§ Brief: Each line from the opening of the records that follow to the line with "Adds the jolt-witness" needs to be written out exactly. Add nothing.

(Collected data)
PR #1512, opened 2026-05-08
feat(jolt-witness): add witness crate and modular helpers

markosg04:
Adds the jolt-witness crate and the supporting modular crate APIs needed before landing the Bolt and generated-code stack.

The new witness crate centralizes Bolt-facing witness/oracle helpers for commitment trace inputs, one-hot chunk materialization, sparse stage 4/5 trace data, stage 6 bytecode/read-RAF/booleanity inputs, and small deterministic oracle helpers used by generated tests.

This also moves the primitive modular crates onto the semantic surface expected by Bolt-generated code: a simplified jolt-field trait bundle, transcript byte-length accounting and MockTranscript, reusable polynomial/source helpers, R1CS row-dot helpers, trace extraction over CycleRow, canonical lookup-table ordering/names, and sumcheck verifier helper modules.


crates/jolt-transcript/src/lib.rs
```diff
@@ -59,6 +60,7 @@ pub use blake2b::Blake2bTranscript;
 pub use digest::DigestTranscript;
 pub use domain::{Label, LabelWithCount, U64Word};
 pub use keccak::KeccakTranscript;
+pub use mock::MockTranscript;
```
moodlezoup, line 63: `MockTranscript` is exposed as an unconditional `pub` re-export. Its `append_*` are no-ops, `state()` is a fixed seed, and the default `new()` ignores the label — anything that constructs it instead of `Blake2bTranscript`/`KeccakTranscript` silently collapses Fiat-Shamir and produces unsound proofs. Worth gating both `mod mock` (line 54) and this re-export behind `#[cfg(any(test, feature = "test-utils"))]` so misuse is impossible at link time.

---

crates/jolt-witness/src/lib.rs
```diff
@@ -0,0 +1,1119 @@
...
+    }
+}
+
+/// Evaluates a `u64`-valued multilinear extension at `point`.
+pub fn mle_eval_u64<F: Field>(values: &[u64], point: &[F]) -> F {
+    EqPolynomial::<F>::evals(point, None)
+        .iter()
+        .zip(values)
+        .map(|(&weight, &value)| weight * F::from_u64(value))
+        .sum()
```
moodlezoup, line 406: `.iter().zip(values)` silently stops at the shorter side. If a caller passes `values` whose length isn't exactly `1 << point.len()`, the result is a partial MLE with no warning — and `stage4_ram_val_init_opening` just below relies on the caller matching them. An explicit length check would surface miscalibrations instead of returning a wrong field element.

```suggestion
/// Evaluates a `u64`-valued multilinear extension at `point`.
pub fn mle_eval_u64<F: Field>(values: &[u64], point: &[F]) -> F {
    assert_eq!(
        values.len(),
        1 << point.len(),
        "mle_eval_u64 expected {} values, got {}",
        1 << point.len(),
        values.len()
    );
    EqPolynomial::<F>::evals(point, None)
        .iter()
        .zip(values)
        .map(|(&weight, &value)| weight * F::from_u64(value))
        .sum()
}
```

---

crates/jolt-witness/src/lib.rs
```diff
@@ -0,0 +1,1119 @@
...
+        .collect::<Vec<_>>();
+
+    Stage6WitnessPolynomials {
+        instruction_ra_indices: instruction_indices,
+        bytecode_ra_indices: bytecode_indices,
+        ram_ra_indices: ram_indices,
+        instruction_ra_booleanity: Vec::new(),
+        bytecode_ra_booleanity: Vec::new(),
+        ram_ra_booleanity: Vec::new(),
+        bytecode_ra_read_raf: Vec::new(),
```
moodlezoup, line 714: `stage6_witness_polynomials` leaves `instruction_ra_booleanity`, `bytecode_ra_booleanity`, `ram_ra_booleanity`, and `bytecode_ra_read_raf` as `Vec::new()`, but `Stage6WitnessPolynomials::slices()` happily folds those empties into `booleanity_chunks` and `bytecode_ra_read_raf_chunks`. A caller that takes the returned struct and immediately calls `slices()` gets misleadingly-aligned empty slices with no type-level signal that the witness is half-built. Worth either documenting the two-phase contract on the struct/function or splitting into `Stage6WitnessPartial` + `Stage6WitnessComplete` so the type system enforces ordering.

---

crates/jolt-poly/src/split_eq.rs
```diff
@@ -0,0 +1,446 @@
...
+                    }
+                    outer_step(x_out, e_out[x_out], inner_acc)
+                })
+                .reduce_with(merge);
+            if let Some(result) = result {
+                result
+            } else {
+                assert!(!e_out.is_empty(), "split eq e_out invariant");
+                std::process::abort();
+            }
```
moodlezoup, line 320: `std::process::abort()` here is unreachable in practice (the `assert!` on the line above panics first) and, if it ever did run, would kill the whole process without unwinding or a backtrace — worse than `panic!`/`unreachable!`, and inconsistent with the `.expect("E_in_vec is never empty")` pattern in `jolt-core/src/poly/split_eq_poly.rs`.

```suggestion
            } else {
                unreachable!("split eq e_out invariant violated: e_out is empty");
            }
```

---

crates/jolt-transcript/src/mock.rs
```diff
@@ -0,0 +1,109 @@
...
+    fn append_bytes(&mut self, _bytes: &[u8]) {}
+
+    fn append<A: AppendToTranscript>(&mut self, _value: &A) {}
+
+    fn challenge(&mut self) -> F {
+        <F as jolt_field::TranscriptChallenge>::from_challenge_bytes(&self.next_bytes32())
+    }
+
+    fn state(&self) -> &[u8; 32] {
+        &self.seed
```
moodlezoup, line 77: `state()` returns the original seed regardless of how many challenges have been squeezed, so two mock transcripts that have advanced to different counters still compare equal — which defeats the trait's documented "synchronization-detection" purpose. Either fold `counter` into the returned digest (e.g. cache `H(seed || counter)` on each squeeze) or document the limitation explicitly so callers don't trust `state()` for divergence checks.

---

moodlezoup (commented):
Reviewed the new `jolt-witness` crate and the supporting helpers in `jolt-poly`/`jolt-r1cs`/`jolt-transcript`. The migrated `GruenSplitEqPolynomial` and `ExpandingTable` look algorithmically faithful to the jolt-core originals. A few items below — the biggest one is that `MockTranscript` is exposed unconditionally as a public re-export, which is a soundness footgun if anything ever instantiates it outside tests.

---

crates/jolt-witness/src/lib.rs
```diff
@@ -0,0 +1,1119 @@
...
+    }
+}
+
+#[derive(Clone, Debug, Default, PartialEq, Eq)]
+pub struct CommitmentTraceSources {
+    pub rd_inc: Vec<i128>,
+    pub ram_inc: Vec<i128>,
+    pub instruction_keys: Vec<Option<u128>>,
+    pub ram_addresses: Vec<Option<u128>>,
+    pub bytecode_indices: Vec<Option<u128>>,
```
moodlezoup, line 39: can't these be u64?

crates/jolt-witness/src/lib.rs
moodlezoup, line 1: this file is a bit bloated, let's split it up

crates/jolt-witness/src/lib.rs
```diff
@@ -0,0 +1,1119 @@
...
+#[derive(Clone, Copy, Debug)]
+pub struct CycleInput {
+    pub dense: [i128; NUM_DENSE_TRACE_COLUMNS],
+    pub one_hot: [Option<u128>; NUM_ONE_HOT_TRACE_SOURCES],
+}
+
+impl CycleInput {
+    pub const PADDING: Self = Self {
+        dense: [0; NUM_DENSE_TRACE_COLUMNS],
+        one_hot: [Some(0), Some(0), None],
```
moodlezoup, line 23: add a comment here

crates/jolt-witness/src/lib.rs
```diff
@@ -0,0 +1,1119 @@
...
+
+pub const NUM_DENSE_TRACE_COLUMNS: usize = 2;
+pub const NUM_ONE_HOT_TRACE_SOURCES: usize = 3;
+
+/// Per-cycle primitive inputs consumed by Bolt oracle generation.
+#[derive(Clone, Copy, Debug)]
+pub struct CycleInput {
+    pub dense: [i128; NUM_DENSE_TRACE_COLUMNS],
+    pub one_hot: [Option<u128>; NUM_ONE_HOT_TRACE_SOURCES],
+}
```
moodlezoup, line 18: why this shape, as opposed to:


```suggestion
pub struct CycleInput {
    pub rd_inc: i128,
    pub ram_inc: i128,
    pub instruction_keys: Option<u128>,
    pub ram_addresses: Option<u128>,
    pub bytecode_indices: Option<u128>,
}
```

crates/jolt-witness/src/lib.rs
```diff
@@ -0,0 +1,1119 @@
...
+        }
+    }
+}
+
+pub fn commitment_trace_sources(cycle_inputs: &[CycleInput]) -> CommitmentTraceSources {
+    CommitmentTraceSources::from_cycle_inputs(cycle_inputs)
+}
+
+/// Returns a dense trace source by its generated oracle source name.
+pub fn dense_cycle_source(cycle_inputs: &[CycleInput], source: &str) -> Vec<i128> {
```
moodlezoup, line 59: I'm lacking context here, but why `&str` as opposed to enum variants for source labels?

crates/jolt-witness/src/lib.rs
```diff
@@ -0,0 +1,1119 @@
...
+        "field oracle has {} values, target length is {target_len}",
+        values.len()
+    );
+    let mut output = values.to_vec();
+    output.resize(target_len, F::zero());
+    output
+}
+
+/// Deterministic placeholder data for optional advice oracles in synthetic tests.
+pub fn deterministic_oracle_data<F: Field>(oracle: &str, num_vars: usize) -> Vec<F> {
```
moodlezoup, line 124: put this behind `#[cfg(test)]` if it's only used for tests

crates/jolt-witness/src/lib.rs
```diff
@@ -0,0 +1,1119 @@
...
+        rd_write_addresses,
+    }
+}
+
+/// Evaluates a `u64`-valued multilinear extension at `point`.
+pub fn mle_eval_u64<F: Field>(values: &[u64], point: &[F]) -> F {
+    EqPolynomial::<F>::evals(point, None)
+        .iter()
+        .zip(values)
+        .map(|(&weight, &value)| weight * F::from_u64(value))
```
moodlezoup, line 405:
```suggestion
        .map(|(&weight, &value)| weight.mul_u64(value))
```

§ Exercise solution:
PR #1512, opened 2026-05-08
feat(jolt-witness): add witness crate and modular helpers

markosg04:
Adds the jolt-witness crate and the supporting modular crate APIs needed before landing the Bolt and generated-code stack.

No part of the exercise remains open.